### What is required
Scan the entries below, and for each line that includes the word "nothing", make a copy.

### Entries provided
PR #1158, opened 2018-09-13
Few fixes for Visual Studio

fanc999:
Hi,

There are some fixes that are needed for Visual Studio builds when:
-We are building the tools and we are building HarfBuzz as a DLL, as Visual Studio does not support GCC visibility attributes as well.
-Building the test-subset* sources on older Visual Studio, as some variables are not at the top of the block.

This PR is for the fixes that are needed.

With blessings, thank you!

### DIFF
--- a/src/hb.hh
+++ b/src/hb.hh
@@ -39,6 +39,10 @@
 #define _POSIX_C_SOURCE 200809L
 #endif
 
+#if defined (_MSC_VER) && defined (HB_DLL_EXPORT)
+#define HB_EXTERN __declspec (dllexport) extern
+#endif
+
 #include "hb.h"
 #define HB_H_IN
 #ifdef HAVE_OT
@@ -178,8 +182,10 @@ struct _hb_alignof
 # if !defined(HB_NO_VISIBILITY) && !defined(__MINGW32__) && !defined(__CYGWIN__) && !defined(_MSC_VER) && !defined(__SUNPRO_CC)
 #  define HB_INTERNAL __attribute__((__visibility__("hidden")))
 # elif defined(__MINGW32__)
-   /* We use -export-symbols on mingw32, since it does not support visibility
-    * attribute. */
+   /* We use -export-symbols on mingw32, since it does not support visibility attributes. */
+#  define HB_INTERNAL
+# elif defined (_MSC_VER) && defined (HB_DLL_EXPORT)
+   /* We do not try to export internal symbols on Visual Studio */
 #  define HB_INTERNAL
 #else
 #  define HB_INTERNAL
--- a/CMakeLists.txt
+++ b/CMakeLists.txt
@@ -574,7 +574,7 @@ if (HB_HAVE_GOBJECT)
 endif ()
 
 if (BUILD_SHARED_LIBS AND WIN32 AND NOT MINGW)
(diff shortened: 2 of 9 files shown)


src/hb.hh
```diff
@@ -173,9 +173,8 @@ struct _hb_alignof
 #ifndef HB_INTERNAL
 # if !defined(HB_NO_VISIBILITY) && !defined(__MINGW32__) && !defined(__CYGWIN__) && !defined(_MSC_VER) && !defined(__SUNPRO_CC)
 #  define HB_INTERNAL __attribute__((__visibility__("hidden")))
-# elif defined(__MINGW32__)
-   /* We use -export-symbols on mingw32, since it does not support visibility
-    * attribute. */
+# elif defined(__MINGW32__) || defined (_MSC_VER)
+   /* We use -export-symbols on mingw32 and __declspec(dllexport), since they do not support visibility attributes. */
```
behdad: I don't like this change.  Instead, add the code to define HB_INTERNAL to __declspec(dllexport) *here*, instead of putting it in the build file or something.

src/hb.hh
```diff
@@ -174,9 +178,11 @@ struct _hb_alignof
 # if !defined(HB_NO_VISIBILITY) && !defined(__MINGW32__) && !defined(__CYGWIN__) && !defined(_MSC_VER) && !defined(__SUNPRO_CC)
 #  define HB_INTERNAL __attribute__((__visibility__("hidden")))
 # elif defined(__MINGW32__)
-   /* We use -export-symbols on mingw32, since it does not support visibility
-    * attribute. */
+   /* We use -export-symbols on mingw32, since it does not support visibility attributes. */
 #  define HB_INTERNAL
+# elif defined (_MSC_VER) && defined (HB_BUILD_DLL)
+   /* Export the symbols for harfbuzz-subset.dll */
+#  define HB_INTERNAL __declspec (dllexport)
```
behdad: No, we don't want this.  This is wrong.

src/hb.hh
```diff
@@ -35,6 +35,10 @@
 #include "config.h"
 #endif
 
+#if defined (_MSC_VER) && defined (HB_BUILD_DLL)
```
behdad: I wonder if we should check for DLL_EXPORT?  Is that standard name?

fanc999:
Hi @behdad,

Sorry for not coming back to this as I was looking at other things... So, I'd like to find out, should I just define HB_INTERNAL as nothing or as __declspec (dllexport) when we define HB_BUILDING_DLL, as I am a bit confused.

With blessings, thank you!

src/hb.hh
fanc999: DLL_EXPORT seems to me more of a MinGW thing, so I don't think it is exactly standard.

behdad:
HB_INTERNAL should definitely NOT be __declspec (dllexport).  What's the way to NOT export symbols?  Leave empty I guess?

behdad:
I prefer HB_DLL_EXPORT as a name.

fanc999:
Hi @behdad,

I updated HB_BUILD_DLL to HB_DLL_EXPORT as requested, and HB_INTERNAL is indeed defined to nothing when building on Visual Studio and HB_DLL_EXPORT is defined.

With blessings, thank you!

### Exercise answer
Sorry for not coming back to this as I was looking at other things... So, I'd like to find out, should I just define HB_INTERNAL as nothing or as __declspec (dllexport) when we define HB_BUILDING_DLL, as I am a bit confused.
I updated HB_BUILD_DLL to HB_DLL_EXPORT as requested, and HB_INTERNAL is indeed defined to nothing when building on Visual Studio and HB_DLL_EXPORT is defined.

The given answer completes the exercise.